#### Supplied data

PR #1526, opened 2022-12-05
Add Maven dependency resolution to the CLI

mtdowling:
This commit adds the ability to resolve dependencies in the Smithy CLI. This allows end users to author models, generate code, and other activities from the Smithy CLI without needing to use tools like Gradle or Maven. This lowers the up-front learning curve of most Smithy use cases to author models and generate code.

Writing Java library code, model build plugins, or transforms is out of scope of the Smithy CLI. Such use cases require the use of tools like Gradle or Maven.

To support dependency resolution in the CLI, this commit also introduces the ``--version`` option to display the current version.

The ``smithy clean`` command was added since it was very useful to test dependency resolution by removing the classpath-cache file to force them to be re-resolved.

Using the Smithy CLI directly means that tools like Gradle aren't automatically detecting the model directory and adding sources. To account for this, the `sources` property was added to smithy-build.json. It acts like `imports`, but the models contained in `sources` are considered part of the model being built rather than just a dependeny (i.e., the sources plugin will contain these models).

To actually test maven resolution, this commit also adds integration tests for the CLI (./gradlew :smithy-cli:integ).

Other changes:

1. The use of @SmithyUnstableApi and @SmithyInternalApi was removed from all smithy-cli classes because there is a blanket @SmithyUnstableApi annotation on the entire package, making the individual usage unnecessary.
2. Moved --severity setting from StandardOptions to BuildOptions. This setting is only needed when building Smithy models.
3. Made Smithy CLI commands and related options classes package-private since they aren't referenced outside of the commands package.
4. This commit also prints out more useful exceptions when --stacktrace is on since wrapping things in a DependencyRunnably obscured the underlying issue.
5. Command line options related to model discovery and discovery classpath are now hidden from help output. They are much less relevant now that dependency resolution is baked into the CLI, and may not even be necessary if Smithy's Ant and Gradle integration aren't using it (need to verify).

*Issue #, if available:*

*Description of changes:*

### DIFF
--- a/docs/source-2.0/guides/building-models/build-config.rst
+++ b/docs/source-2.0/guides/building-models/build-config.rst
@@ -41,14 +41,15 @@ The configuration file accepts the following properties:
         added as sources. Sources are relative to the configuration file.
     * - imports
       - ``[string]``
-      - Provides a list of relative imports to combine into a single model.
-        Imports are a kind of local dependency: they aren't considered part of
-        model being built, but are required to build the model. When a
-        directory is encountered, all files in the entire directory tree are
-        imported. Note that build systems MAY choose to rely on other
-        mechanisms for importing models and forming a composite model.
-        Imports defined at the top-level are used in every projection. Imports
-        are relative to the configuration file.
+      - Provides a list of model files and directories to load when validating
+        and building the model. Imports are a local dependency: they are not
+        considered part of model package being built, but are required to build
+        the model package. Models added through ``imports`` are not present in
+        the output of the built-in ``sources`` plugin.
+
+        When a directory is encountered, all files in the entire directory
+        tree are imported. Imports defined at the top-level are used in every
+        projection. Imports are relative to the configuration file.
     * - projections
       - ``map<string, object>``
       - A map of projection names to projection configurations.
@@ -162,7 +163,7 @@ Maven picks the highest version of each project that satisfies all the hard
 requirements of the dependencies on that project. If no version satisfies
 all the hard requirements, dependency resolution fails.
 
-The following table defines version requirement syntax as defined in
+The following table demonstrates version requirement syntax as defined in
 the `official Maven documentation`_:
 
 .. list-table:: Dependency version syntax
@@ -231,7 +232,7 @@ the following configuration:
             file. Instead, use :ref:`environment variables <build_envars>` to
             keep credentials out of source control.
 
-.. code-block::
+.. code-block:: json
 
     {
         "version": "1.0",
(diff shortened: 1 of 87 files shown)


smithy-cli/src/main/java/software/amazon/smithy/cli/commands/WarmupCommand.java
```diff
@@ -0,0 +1,97 @@
...
+        } catch (IOException e) {
+            throw new RuntimeException(e);
+        }
+
+        return 0;
+    }
+
+    private void resolve(DependencyResolver resolver) {
+        resolver.addRepository(MavenRepository.builder().url("https://repo.maven.apache.org/maven2").build());
+        resolver.addDependency("software.amazon.smithy:smithy-model:1.23.0");
```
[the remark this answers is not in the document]
mtdowling: I'll do `SmithyCli.getVersion()` so that the dependency is resolved, but ignored, thereby not adding extraneous files to the CDS archive

smithy-cli/src/main/java/software/amazon/smithy/cli/commands/CleanCommand.java
```diff
@@ -0,0 +1,66 @@
...
+    }
+
+    @Override
+    public String getName() {
+        return "clean";
+    }
+
+    @Override
+    public String getSummary() {
+        return "Removes Smithy build artifacts";
```
JordonPhillips, line 49: nit
```suggestion
        return "Removes Smithy build artifacts.";
```

smithy-cli/src/main/java/software/amazon/smithy/cli/commands/WarmupCommand.java
```diff
@@ -0,0 +1,99 @@
...
+    }
+
+    @Override
+    public String getName() {
+        return "warmup";
+    }
+
+    @Override
+    public String getSummary() {
+        return "Creates caches for faster subsequent executions";
```
JordonPhillips, line 48:
```suggestion
        return "Creates caches for faster subsequent executions.";
```

JordonPhillips (changes requested):

docs/source-2.0/guides/building-models/build-config.rst
```diff
@@ -33,14 +33,22 @@ The configuration file accepts the following properties:
...
-      - ``string[]``
+      - ``[string]``
       - Provides a list of relative imports to combine into a single model.
-        When a directory is encountered, all files and all files within all
-        subdirectories are imported. Note that build systems MAY choose to rely
-        on other mechanisms for importing models and forming a composite model.
-        These imports are used in every projection. Note: imports are relative
-        to the configuration file.
+        Imports are a kind of local dependency: they aren't considered part of
+        model being built, but are required to build the model. When a
```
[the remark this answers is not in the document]
mtdowling: I'll make this more clear:

>Provides a list of relative imports to load when validating and building the model. Imports are a kind of local dependency: they are not considered part of model package being built, but are required to build the model package. Models added through ``imports`` are not present in the output of the ``sources`` plugin.

smithy-cli/src/main/java/software/amazon/smithy/cli/commands/CleanCommand.java
mtdowling: We are inconsistent with ending in a period, so I'll add a period to all command summaries.

JordonPhillips (approved):

sugmanue (approved):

########

(Problem details):
List every line in the records above that contains the word "used".

(Output of the task):
-        Imports defined at the top-level are used in every projection. Imports
+        tree are imported. Imports defined at the top-level are used in every
-        These imports are used in every projection. Note: imports are relative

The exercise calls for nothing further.